# Hey, I just had an idea !



## jpollman

After reading all the posts by people complaining about the 20+" of ice around here lately I just thought of a money making venture.

Maybe this weekend I'll just take the old power auger out and walk around the lake with it. I'll put a sign on my back to read :

* .50 a hole 
5 for $2*

I should be able to make a pretty penny in a weekend !


----------



## chromium

No.................I can't.


----------



## ESOX

LOL Chromium............

You had best bring your kneepads JP.


----------



## William H Bonney

I wouldn't put that sign on your "back"! lol

Some people might interperet that the wrong way, either that or word it differently.

I wouldn't want you to end up on "JohnsTV" and have you're auger impounded. LOL


----------



## Fishfoote

LMAO


----------



## jeremy L

that was great William H Bonney, it was one of the funniest play on words i have ever heard!


----------



## higherpowered

I would have thought you'd been visiting this site and posting long enough by now to know you've gotta proof-read your post AT LEAST twice before hitting that 'submit' button. Or were you just trying to get 'em going? I'm not gonna jump on this band wagon cuz you're my friend but I can't wait to read what's coming!


----------



## unregistered55

"Kick Me Please"....ROTFLMAO!!!!


----------



## quest32a

too funny!!!! i think this should be moved to the comedy forum


----------



## hangoo

that cracks me up!!


----------



## patcheroo

Hey for that price I'll take 10. I'll just leave the Jiffy in the truck. Hope you have a heated shanty!


----------



## MichiganMike5

LMAO! Too Funny!!!
Be safe JP, remember the "Auger Covers" !


----------



## moonbeam

Myself and a few sisters from Sister of Heavenly Deeds are planning an ice fishing outing near the Metro Detroit area.
We are funded in part, by M. Jackson Foundation so we are, always in need.
We plan on having over forty of Gods children out that day.
The Sisters have the means to punch holes, butt we could use your guidance and we would most surely pay you for your time.
Can we get a group rate on holes? It would be an annual thing if it turned out to be fun.
How big is your auger if you don't mind telling me?
Thanks 
Sister Mary Moonbeam


----------



## MichiganMike5

And they say size don't matter


----------



## unregistered55

Oh boy...When the old "Budster" gets home he is gonna "beat some a$$"....LMAO!!!!!


----------



## jpollman

I guess you're right..... I should have thought it out more and reworded it a bit.   

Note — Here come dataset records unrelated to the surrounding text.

PR #745, opened 2017-08-08
ISAICP-3679: Style news page

tom-waat:


web/themes/joinup/templates/content/page-title--node--discussion.html.twig
```diff
@@ -17,7 +17,7 @@
   <div class="page__title-wrapper">
       <h1 class="page__title">{{ title }}</h1>
       {% if permalink %}
-          <a class="permalink" href="{{ permalink }}" title="Permalink">#</a>
+        <a class="permalink" href="{{ permalink }}" title="Permalink"><span class="icon icon--anchor"></span></a>
```
kalinchernev: I think it will be good to include some text in the link for screen readers in addition to the icon.

web/themes/joinup/templates/content/page-title--node--news.html.twig
```diff
@@ -15,16 +15,16 @@
 {{ title_prefix }}
 {% if title %}
   <div class="page__title-wrapper">
-      <h1 class="page__title">{{ title }}</h1>
+    <div class="details">
+      <div class="details__element details__element-headline">
+        <div class="value gray">{{ title }}</div>
```
kalinchernev: Hi @tom-waat I was reviewing latest changes and I think it's good to go comparing with Andrea's requirements here.
However, tests are failing because the headings are having changed file structures like following:

Success, as expected:
passing

Failing tests, because the text is not in h1, h2, etc. tag:
failling

Do you think the markup should be updated to match the test assertions or rather the other way around?

Apart from these changes we need to handle, I'd like to merge this one.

I made that post just before I headed out the door for an appointment.

Oh well, I got a laugh out of it too.


----------



## flyrod4steelhead

ROTFLMAO. This is too funny.


----------



## Thunderhead

Ya gotta kiss me first sweety LMAO


----------



## jpollman

Even though I am the BUTT of the joke, I'm still getting a laugh out of it !


----------



## ZobZob

I'd give you $2 per hole!

It takes me all week to recover from how thick that ice is now.

Zob


----------



## Backlash

These laughs are as good as an outing full of humor.


----------



## Thunderhead

jpollman, Seriously tho, it is a good idea. The last time I was out, I set down my brand new 8in. Strikemaster after 10 minutes of drilling, and offered to pay the guy next to me to knock me out a couple of holes. He declined the offer of pay and kindly drilled me 5 holes. Nevertheless, I'd of been MORE than happy to pay a buck a hole.


----------



## jpollman

I guess my wording could have been a little better on the original post. But I don't think it's a half bad idea either. You don't need to "make a killing". But heck seriously, I think .50 a hole would be fair and in times like this when there is LOTS of ice I bet you could make a few bucks. I'm sure you'd run into people who'd be more than happy to pay you a reasonable amount to punch them 5 or 10 holes.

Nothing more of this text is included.